### Work to be completed
Your response must consist of the listing below, repeated exactly.

### Available data
PR #431, opened 2022-08-21
chore: increase allowed memory of node process

sam-goodwin:
Builds are failing because node is running out of memory. To mitigate, this change increases the memory from 2GB to 8GB on the compile and test tasks.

### Solution to the problem
PR #431, opened 2022-08-21
chore: increase allowed memory of node process

sam-goodwin:
Builds are failing because node is running out of memory. To mitigate, this change increases the memory from 2GB to 8GB on the compile and test tasks.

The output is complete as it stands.